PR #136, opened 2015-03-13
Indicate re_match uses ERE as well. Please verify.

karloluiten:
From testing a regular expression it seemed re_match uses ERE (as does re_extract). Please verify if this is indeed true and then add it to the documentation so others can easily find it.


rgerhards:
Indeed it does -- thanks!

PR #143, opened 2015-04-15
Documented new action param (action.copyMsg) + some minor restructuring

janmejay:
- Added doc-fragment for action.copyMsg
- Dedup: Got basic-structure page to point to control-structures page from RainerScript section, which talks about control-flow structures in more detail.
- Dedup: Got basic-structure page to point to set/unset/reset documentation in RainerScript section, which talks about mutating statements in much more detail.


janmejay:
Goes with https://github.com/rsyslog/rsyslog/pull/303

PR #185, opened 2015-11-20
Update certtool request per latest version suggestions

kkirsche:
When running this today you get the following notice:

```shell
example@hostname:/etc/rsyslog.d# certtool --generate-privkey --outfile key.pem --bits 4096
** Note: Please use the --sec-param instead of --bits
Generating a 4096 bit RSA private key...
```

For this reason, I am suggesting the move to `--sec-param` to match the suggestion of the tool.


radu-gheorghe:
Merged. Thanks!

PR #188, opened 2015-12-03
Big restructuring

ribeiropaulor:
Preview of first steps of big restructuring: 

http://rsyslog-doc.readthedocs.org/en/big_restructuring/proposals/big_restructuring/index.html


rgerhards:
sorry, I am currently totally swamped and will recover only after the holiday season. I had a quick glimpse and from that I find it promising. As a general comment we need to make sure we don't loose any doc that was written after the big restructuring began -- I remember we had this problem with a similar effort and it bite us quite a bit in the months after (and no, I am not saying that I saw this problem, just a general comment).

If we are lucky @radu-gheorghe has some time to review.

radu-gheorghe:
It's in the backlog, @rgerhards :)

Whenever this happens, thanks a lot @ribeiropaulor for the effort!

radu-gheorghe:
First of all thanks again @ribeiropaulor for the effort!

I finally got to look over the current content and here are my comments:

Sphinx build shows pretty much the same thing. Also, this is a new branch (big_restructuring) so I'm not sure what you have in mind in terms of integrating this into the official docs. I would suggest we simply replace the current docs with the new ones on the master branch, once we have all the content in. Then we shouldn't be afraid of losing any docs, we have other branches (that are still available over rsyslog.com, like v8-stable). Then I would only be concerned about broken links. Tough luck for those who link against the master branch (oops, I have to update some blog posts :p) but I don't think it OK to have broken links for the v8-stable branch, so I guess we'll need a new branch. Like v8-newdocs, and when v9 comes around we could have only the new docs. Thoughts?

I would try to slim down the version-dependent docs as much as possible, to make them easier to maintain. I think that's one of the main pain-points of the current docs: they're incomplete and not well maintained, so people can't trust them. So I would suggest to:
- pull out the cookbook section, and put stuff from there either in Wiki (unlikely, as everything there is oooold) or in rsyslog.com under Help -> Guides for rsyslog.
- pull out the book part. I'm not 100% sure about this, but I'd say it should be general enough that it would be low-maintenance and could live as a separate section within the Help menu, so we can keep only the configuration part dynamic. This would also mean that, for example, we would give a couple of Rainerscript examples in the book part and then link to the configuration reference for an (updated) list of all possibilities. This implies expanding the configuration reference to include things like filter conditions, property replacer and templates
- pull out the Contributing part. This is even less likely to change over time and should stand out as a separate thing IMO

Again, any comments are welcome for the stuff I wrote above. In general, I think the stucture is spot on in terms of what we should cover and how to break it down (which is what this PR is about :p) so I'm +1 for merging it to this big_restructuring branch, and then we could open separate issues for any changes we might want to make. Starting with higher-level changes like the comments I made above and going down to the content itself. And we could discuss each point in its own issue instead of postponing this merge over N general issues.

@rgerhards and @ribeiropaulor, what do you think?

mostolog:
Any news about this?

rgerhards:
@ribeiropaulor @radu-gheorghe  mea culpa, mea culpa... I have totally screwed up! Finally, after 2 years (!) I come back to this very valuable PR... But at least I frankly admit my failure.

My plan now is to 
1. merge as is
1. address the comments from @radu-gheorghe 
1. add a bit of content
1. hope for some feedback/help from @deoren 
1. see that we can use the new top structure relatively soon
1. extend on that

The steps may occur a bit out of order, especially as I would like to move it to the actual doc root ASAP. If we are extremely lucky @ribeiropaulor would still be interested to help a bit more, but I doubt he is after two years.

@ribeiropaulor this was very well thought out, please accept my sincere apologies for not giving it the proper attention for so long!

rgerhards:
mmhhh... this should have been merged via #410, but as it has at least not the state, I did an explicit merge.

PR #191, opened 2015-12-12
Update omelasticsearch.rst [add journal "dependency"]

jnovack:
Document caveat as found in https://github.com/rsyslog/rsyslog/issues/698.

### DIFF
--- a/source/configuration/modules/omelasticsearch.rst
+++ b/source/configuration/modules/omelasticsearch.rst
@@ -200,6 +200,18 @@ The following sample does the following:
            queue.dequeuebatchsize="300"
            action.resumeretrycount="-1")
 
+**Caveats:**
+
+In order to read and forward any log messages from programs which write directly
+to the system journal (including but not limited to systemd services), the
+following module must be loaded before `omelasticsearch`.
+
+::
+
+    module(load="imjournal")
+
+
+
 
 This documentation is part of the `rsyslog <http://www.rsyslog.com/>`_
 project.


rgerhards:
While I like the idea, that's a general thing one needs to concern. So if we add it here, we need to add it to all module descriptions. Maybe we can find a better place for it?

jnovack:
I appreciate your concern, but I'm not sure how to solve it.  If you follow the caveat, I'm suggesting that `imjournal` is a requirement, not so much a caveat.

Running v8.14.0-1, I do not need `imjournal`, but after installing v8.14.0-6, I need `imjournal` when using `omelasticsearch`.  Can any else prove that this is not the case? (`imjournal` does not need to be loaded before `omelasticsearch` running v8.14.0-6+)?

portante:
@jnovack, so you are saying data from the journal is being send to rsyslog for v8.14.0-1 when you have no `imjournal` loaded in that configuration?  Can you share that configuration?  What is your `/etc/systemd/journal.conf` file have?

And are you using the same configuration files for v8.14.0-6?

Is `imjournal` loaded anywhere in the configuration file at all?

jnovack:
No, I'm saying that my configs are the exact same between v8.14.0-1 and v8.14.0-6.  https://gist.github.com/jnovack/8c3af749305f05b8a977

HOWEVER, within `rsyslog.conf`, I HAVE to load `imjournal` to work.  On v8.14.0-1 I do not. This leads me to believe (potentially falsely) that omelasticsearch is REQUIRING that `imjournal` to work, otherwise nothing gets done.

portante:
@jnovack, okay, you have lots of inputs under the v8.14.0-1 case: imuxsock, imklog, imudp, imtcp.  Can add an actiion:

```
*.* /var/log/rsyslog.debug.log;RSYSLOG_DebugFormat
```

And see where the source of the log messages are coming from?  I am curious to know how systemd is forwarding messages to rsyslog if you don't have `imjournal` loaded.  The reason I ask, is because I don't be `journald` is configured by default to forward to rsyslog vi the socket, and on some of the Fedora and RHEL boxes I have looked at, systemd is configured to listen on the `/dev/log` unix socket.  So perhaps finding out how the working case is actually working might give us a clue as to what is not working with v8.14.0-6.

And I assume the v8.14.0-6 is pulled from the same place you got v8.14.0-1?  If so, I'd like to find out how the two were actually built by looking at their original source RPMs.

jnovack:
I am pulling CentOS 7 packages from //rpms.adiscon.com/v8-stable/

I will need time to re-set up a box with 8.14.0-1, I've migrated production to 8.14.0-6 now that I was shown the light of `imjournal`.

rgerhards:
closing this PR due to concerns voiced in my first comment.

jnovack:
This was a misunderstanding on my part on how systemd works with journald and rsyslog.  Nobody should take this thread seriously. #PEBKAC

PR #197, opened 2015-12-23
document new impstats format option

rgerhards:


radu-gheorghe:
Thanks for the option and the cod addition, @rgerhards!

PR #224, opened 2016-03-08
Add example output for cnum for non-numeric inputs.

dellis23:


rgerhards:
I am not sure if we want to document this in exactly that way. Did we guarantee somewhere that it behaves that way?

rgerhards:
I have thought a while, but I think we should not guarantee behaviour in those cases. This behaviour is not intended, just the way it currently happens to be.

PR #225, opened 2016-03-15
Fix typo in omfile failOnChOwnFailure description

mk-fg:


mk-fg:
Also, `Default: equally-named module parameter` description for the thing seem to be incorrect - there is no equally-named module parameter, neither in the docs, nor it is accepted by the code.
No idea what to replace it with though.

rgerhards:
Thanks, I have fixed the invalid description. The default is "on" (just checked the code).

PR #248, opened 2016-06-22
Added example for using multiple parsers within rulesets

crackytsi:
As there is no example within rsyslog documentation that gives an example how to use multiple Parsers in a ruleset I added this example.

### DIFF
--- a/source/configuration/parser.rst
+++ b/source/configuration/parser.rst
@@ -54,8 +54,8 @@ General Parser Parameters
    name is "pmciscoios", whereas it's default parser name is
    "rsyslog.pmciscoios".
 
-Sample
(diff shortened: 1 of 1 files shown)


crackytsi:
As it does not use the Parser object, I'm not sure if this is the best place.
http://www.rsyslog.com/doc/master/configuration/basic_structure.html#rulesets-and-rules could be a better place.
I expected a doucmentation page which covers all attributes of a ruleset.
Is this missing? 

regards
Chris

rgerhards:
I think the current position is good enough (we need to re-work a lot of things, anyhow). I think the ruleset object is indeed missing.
════════════════
For the string "just", find every line of the material that contains it, and copy each one.

sorry, I am currently totally swamped and will recover only after the holiday season. I had a quick glimpse and from that I find it promising. As a general comment we need to make sure we don't loose any doc that was written after the big restructuring began -- I remember we had this problem with a similar effort and it bite us quite a bit in the months after (and no, I am not saying that I saw this problem, just a general comment).
I have thought a while, but I think we should not guarantee behaviour in those cases. This behaviour is not intended, just the way it currently happens to be.
Thanks, I have fixed the invalid description. The default is "on" (just checked the code).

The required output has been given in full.